The Brazilian regulatory authorities ANVISA approved Dengvaxia, tetravalent dengue vaccine
Sanofi Pasteur, the vaccines division of Sanofi, announced that Brazil has granted regulatory approval to Dengvaxia, representing the third successful licensure of the dengue vaccine, which was also approved in Mexico and the Philippines earlier this month.
The Brazilian regulatory authorities ANVISA approved Dengvaxia, tetravalent dengue vaccine, for the prevention of disease caused by all four dengue types in individuals from 9-45 years of age living in endemic areas.
Dengue continues to hit hard in Brazil with over 1.4 million Brazilians directly affected by the disease during this year's outbreak season alone.
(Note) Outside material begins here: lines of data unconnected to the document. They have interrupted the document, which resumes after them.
PR #216, opened 2024-09-02
fix: not start rti tasks if not course-config

johanseto:
# Description

Check the existence of course-config for the processed course_id.
If there is not course-config (`PEARSON_RTI_COURSES_DATA`) for the desired course,
RTI requests would not be sent.

Refactored a little the tests.

## Additional information

**[Jira story](https://edunext.atlassian.net/browse/FUTUREX-877?atlOrigin=eyJpIjoiMjNiMzZmNmU3ZWU4NDhmNzg0N2EzNTM4ZmNkZDg3MTkiLCJwIjoiaiJ9)**: 

## Checklist for Merge

- [ ] Updated documentation
- [ ] Rebased master/main
- [ ] Squashed commits

### DIFF
--- a/eox_nelp/signals/receivers.py
+++ b/eox_nelp/signals/receivers.py
@@ -386,15 +386,13 @@ def pearson_vue_course_completion_handler(instance, **kwargs):  # pylint: disabl
     the pearson vue real_time_import_task , that basically runs the RTI pipeline
     on the completion logic.
     This sends only the user_id and course_id kwargs.
-    user_id -> instance.user_id
-    course_key -> instance.context_key
 
     Arguments:
         instance<Blockcompletion>: Instance of BlockCompletion model.
     """
-    if not getattr(settings, "PEARSON_RTI_ACTIVATE_COMPLETION_GATE", False) or not getattr(
-        settings, "PEARSON_RTI_COURSES_DATA", {}
-    ).get(str(instance.context_key)):
+    if not getattr(settings, "PEARSON_RTI_ACTIVATE_COMPLETION_GATE", False) or not str(instance.context_key) in getattr(
+        settings, "PEARSON_ENGINE_COURSES_ENABLED", []
+    ):
         return
 
     is_complete, graded = get_completed_and_graded(user_id=instance.user_id, course_id=str(instance.context_key))
@@ -430,9 +428,9 @@ def pearson_vue_course_passed_handler(user, course_id, **kwargs):  # pylint: dis
         user <User>: Instance of auth user model.
         course_id <CourseLocator>: Course locator.
     """
-    if not getattr(settings, "PEARSON_RTI_ACTIVATE_GRADED_GATE", False) or not getattr(
-        settings, "PEARSON_RTI_COURSES_DATA", {}
-    ).get(str(course_id)):
+    if not getattr(settings, "PEARSON_RTI_ACTIVATE_GRADED_GATE", False) or not str(course_id) in getattr(
+        settings, "PEARSON_ENGINE_COURSES_ENABLED", []
+    ):
         return
 
     LOGGER.info(
--- a/eox_nelp/signals/receivers.py
+++ b/eox_nelp/signals/receivers.py
@@ -392,9 +392,7 @@ def pearson_vue_course_completion_handler(instance, **kwargs):  # pylint: disabl
     Arguments:
         instance<Blockcompletion>: Instance of BlockCompletion model.
     """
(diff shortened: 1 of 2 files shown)


eox_nelp/signals/receivers.py
```diff
@@ -386,11 +386,15 @@ def pearson_vue_course_completion_handler(instance, **kwargs):  # pylint: disabl
...
     This sends only the user_id and course_id kwargs.
+    user_id -> instance.user_id
+    course_key -> instance.context_key
 
     Arguments:
         instance<Blockcompletion>: Instance of BlockCompletion model.
     """
-    if not getattr(settings, "PEARSON_RTI_ACTIVATE_COMPLETION_GATE", False):
+    if not getattr(settings, "PEARSON_RTI_ACTIVATE_COMPLETION_GATE", False) or not getattr(
+        settings, "PEARSON_RTI_COURSES_DATA", {}
```
andrey-canon, line 396: please consider to update the setting name and type

johanseto: The question is: is someone using the past integration? The idea was to keep compatibility with both integrations.

Anyway why fo you say the type? to change the dict to a list or something like that? I also like the dict approach:
``` json
{
"PEARSON_RTI_COURSES_DATA": {
"course-v1:one": true,
"course-v1:two": true,
"course-v1:three": false

...
}
}
```

andrey-canon: >The question is: is someone using the past integration? The idea was to keep compatibility with both integrations.

If the setting name has been changed, it doesn’t mean the previous implementation is unavailable. It might require an extra configuration step, which could seem redundant, but it remains compatible.

> Anyway why fo you say the type? to change the dict to a list or something like that? I also like the dict approach:

You mentioned compatibility, but the dictionary approach is indeed completely new; the current implementation does not support that structure. However, if you prefer the dictionary over a simple list, that’s fine. Just update the setting name and adjust the logic to check for the value instead of the key.

johanseto: Actually the v0 version is also compatible looking the test:
https://github.com/eduNEXT/eox-nelp/blob/7785b9bbc78aeabc5ffefd60ef62eb485dd91f77/eox_nelp/signals/tests/test_receivers.py#L703-L710

Is like 
``` json
{
"PEARSON_RTI_COURSES_DATA": {
  "course-v1:one": { 
      "exam_authorization_count": 3, 
      "exam_series_code": "OTT" 
  },
  "course-v1:two": { 
      "exam_authorization_count": 23, 
      "exam_series_code": "OTT" 
  },
  "course-v1:three": { 
      "exam_authorization_count": 13, 
      "exam_series_code": "OTT" 
  }

...
}
```
so each course if the value is python truthy like a defined dict: it would pass.

So what's the purpose of creating another setting for courses, if the current could work in both versions

So in both examples I am checking the value of the key:
with the dict get
https://github.com/eduNEXT/eox-nelp/blob/7785b9bbc78aeabc5ffefd60ef62eb485dd91f77/eox_nelp/signals/receivers.py#L395-L397

andrey-canon: >So what's the purpose of creating another setting for courses, if the current could work in both versions

basically the name of the settings doesn't reflect the purpose of the setting

johanseto: I added in this 2 commits.
609622da0132b153cac73f2cb883aa330c8de03e
[f72c455](https://github.com/eduNEXT/eox-nelp/pull/216/commits/f72c4552434bdccaa863c8a802f8bf997dd17b6c)
Any way, I don't like it. Now, we have to manage two settings, one for v1 and the other for the engine.
Also, we have to synchronize those settings via query or something like that to configure each course with the Pearson version to use.

andrey-canon: 1. You don't have to manage two settings previous implementation is deprecated  and you shouldn't use it
2. You didn't have to add the second condition that implementation fails if that setting is not present 
3. The previous implementation is deprecated therefore you shouldn't modify that at all
4. You don't need any query, it's faster if you do that manually there are only two courses

johanseto:
@andrey-canon COuld you check if you agree with [f125f1e](https://github.com/eduNEXT/eox-nelp/pull/216/commits/f125f1e9c0a2eee76243680a6828b93ccea41827).

The setting now would have this shape. And I have to update manually the 2 courses or tenant_config using the PVengine integration.
``` json
"PEARSON_ENGINE_COURSES_ENABLED" : ["course-v1:one", "course-v1:two"]
```
PD: Tests are falling due granular fine token permission to clone custom_reg_form.

andrey-canon (approved):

Up to 70 percent of dengue cases in Brazil are reported in individuals 9 years and older, a highly mobile and socially active segment of the population who contributes to the spread of the disease within communities.
Dengvaxia was shown to reduce dengue due to all four serotypes in two-thirds of the participants and prevent 8 out of 10 hospitalizations due to dengue and up to 93 percent of severe dengue cases.
"This new Approval of Dengvaxia® by the ANVISA, a well-recognized and World Health Organization (WHO) certified regulatory authority is an important milestone for Sanofi Pasteur," said Dr Guillaume Leroy, VP of Dengue Vaccine, Sanofi Pasteur. "Dengvaxia has the potential to significantly reduce the dengue disease burden and to help Brazil reach the WHO's 2020 dengue reduction objectives."